Nel frattempo qualcuno fece recapitare la sua lettera e quando Abigail l’aprì
quasi si sentì male. Era in ospedale, quando fu chiamata d’urgenza all’ingresso.
Incuriosita, dopo che il fattorino le consegnò la lettera, l’aprì e riconosciuta
la calligrafia di Sammy, la lesse. Joseph era nel suo studio con una paziente e
quando Abby entrò, entrambi si spaventarono.
"Abby che succede? Sei alquanto pallida."
"Scusate l’intrusione, ma ..." e porse la lettera a suo marito.
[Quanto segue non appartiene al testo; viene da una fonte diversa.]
PR #496, opened 2023-03-08
Add length hints to encoding traits

divergentdave:
This adds new methods to the encoding traits that provide a size hint to speed up encoding, by right-sizing buffers. `encoded_len()` and `encoded_len_with_param()` are new provided methods that return `Option<usize>`, and their default implementations return `None`, so that the hints can be rolled out gracefully. All first-party types override this to provide accurate lengths. The `get_encoded_with_param()` method is changed to get a size hint first, and use `Vec::with_capacity()` if a size is available. This avoids subsequent reallocations and copies for larger messages. I added a benchmark for round-tripping a very small Poplar public share, and this shows a 3% improvement (albeit on a small number of total cycles). I expect that this should pay off more with bigger Poplar1 instances, and third-party DAP message types that reuse these traits.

Jo capì che qualcosa non andava, finì di prescrivere i medicinali idonei alla
sua paziente e dopo che questa uscì, si sedette e lesse la lettera.
"Mio Dio Jo, lo sapevo che non doveva andare. Vogliono cinque milioni di dollari
entro un mese, se no Samantha morirà."
"Stai calma, ti chiedono di fare da tramite. Devi rientrare il prima possibile.
Porta questa lettera alla sua redazione e insieme cercheremo un modo per
aiutarla."
"Come faccio ad andarmene, Samuel e Samira sono ancora piccoli, come farai da
solo?"
"Non preoccuparti per noi, ora dobbiamo pensare solo a Sammy."
"Sì lo so, hai ragione. I nostri genitori ci aiuteranno, ma come faremo a
trovare cinque milioni di dollari? Ho paura Joseph, mio Dio proteggila tu."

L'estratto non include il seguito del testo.